G (Catalan's Constant)

Answer 2

The given series is $S = 1-\frac{1}{3^2} + \frac{1}{5^2} - \frac{1}{7^2} + ...$.

This can be written in summation notation as:

$S = \sum_{n=0}^{\infty} \frac{(-1)^n}{(2n+1)^2}$

This series is a well-known mathematical constant called Catalan's Constant, often denoted by $G$.
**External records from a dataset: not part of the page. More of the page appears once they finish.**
PR #294, opened 2021-06-24
Fix Plan.TargetNamespace() nil pointer dereference

mansam:
Plan.TargetNamespace() was falling back to the `Referenced` Plan's `Namespace` field. The `Referenced` Plan field is not populated for Plans, so this fails.

### DIFF
--- a/pkg/controller/plan/validation.go
+++ b/pkg/controller/plan/validation.go
@@ -22,6 +22,7 @@ import (
 //
 // Types
 const (
+	NamespaceNotValid   = "NamespaceNotValid"
 	TransferNetNotValid = "TransferNetworkNotValid"
 	NetRefNotValid      = "NetworkMapRefNotValid"
 	NetMapNotReady      = "NetworkMapNotReady"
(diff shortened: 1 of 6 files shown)


jortel (approved):
LGTM

jortel:
I think we agreed that part of this fix needs to be to remove the `omitempty` from the targetNamespace to make it required.

pkg/controller/plan/validation.go
```diff
@@ -125,6 +134,27 @@ func (r *Reconciler) validate(plan *api.Plan) error {
...
+// Validate the target namespace.
+func (r *Reconciler) validateTargetNamespace(plan *api.Plan) (err error) {
+	err = r.Get(context.TODO(), types.NamespacedName{Name: plan.Spec.TargetNamespace}, &v1.Namespace{})
+	if k8serr.IsNotFound(err) {
+		err = nil
+		newCnd := libcnd.Condition{
+			Type:     NamespaceNotValid,
+			Status:   True,
+			Category: Critical,
+			Reason:   NotFound,
```
jortel, line 147: I think `NotSet` would be better.

jortel (approved):
LGTM

pkg/controller/plan/validation.go
mansam: Maybe NotSet if it's empty, NotFound if the namespace doesn't exist?

pkg/controller/plan/validation.go
```diff
@@ -125,6 +132,27 @@ func (r *Reconciler) validate(plan *api.Plan) error {
...
+		Status:   True,
+		Category: Critical,
+		Message:  "Target namespace is not valid.",
+	}
+	if plan.Spec.TargetNamespace == "" {
+		newCnd.Reason = NotSet
+		plan.Status.SetCondition(newCnd)
+		return
+	}
+	if len(k8svalidation.IsDNS1123Label(plan.Spec.TargetNamespace)) > 0 {
```
jortel, line 149: :+1:

PR #297, opened 2021-06-25
Fix updating VMs with batched validation result.

jortel:
Fix updating VMs with batched validation result.  When something failed or the revision of the validated VM no longer matched the _latest_ VM, we needed to continue processing other task results instead of returning.  As a result, subsequent task results were not updating their VMs and VMs would remain un-validated (in the DB) until the next schedule validation or an update triggered (re)validation of the VM.

This is a regression introduced late in 2.0.0 performance/scale fixes that also affects vSphere.


mansam (approved):
LGTM

PR #300, opened 2021-06-30
Added VM, vNIC and Disk properties needed for validation.

jortel:
Added VM, vNIC and Disk properties needed for validation.


mansam (approved):
LGTM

One way to derive this series is by integrating the Maclaurin series for $\arctan(x)$. The Maclaurin series for $\arctan(x)$ for $|x| \le 1$ is:

$\arctan(x) = x - \frac{x^3}{3} + \frac{x^5}{5} - \frac{x^7}{7} + \dots$

Divide both sides by $x$:

$\frac{\arctan(x)}{x} = 1 - \frac{x^2}{3} + \frac{x^4}{5} - \frac{x^6}{7} + \dots$

Now, integrate both sides from $0$ to $1$:

$\int_0^1 \frac{\arctan(x)}{x} dx = \int_0^1 \left(1 - \frac{x^2}{3} + \frac{x^4}{5} - \frac{x^6}{7} + \dots \right) dx$

Integrating term by term:

$= \left[ x - \frac{x^3}{3 \cdot 3} + \frac{x^5}{5 \cdot 5} - \frac{x^7}{7 \cdot 7} + \dots \right]_0^1$

$= \left[ x - \frac{x^3}{3^2} + \frac{x^5}{5^2} - \frac{x^7}{7^2} + \dots \right]_0^1$

Evaluating at the limits:

$= \left( 1 - \frac{1}{3^2} + \frac{1}{5^2} - \frac{1}{7^2} + \dots \right) - (0)$

Thus, the sum of the given series is equal to the definite integral $\int_0^1 \frac{\arctan(x)}{x} dx$.

This integral is the definition of Catalan's Constant, $G$.

Catalan's Constant is not known to have a simple closed-form expression in terms of elementary constants like $\pi$ or $e$. Its approximate numerical value is $G \approx 0.91596559$.

The final answer is $G \text{ (Catalan's Constant)}$.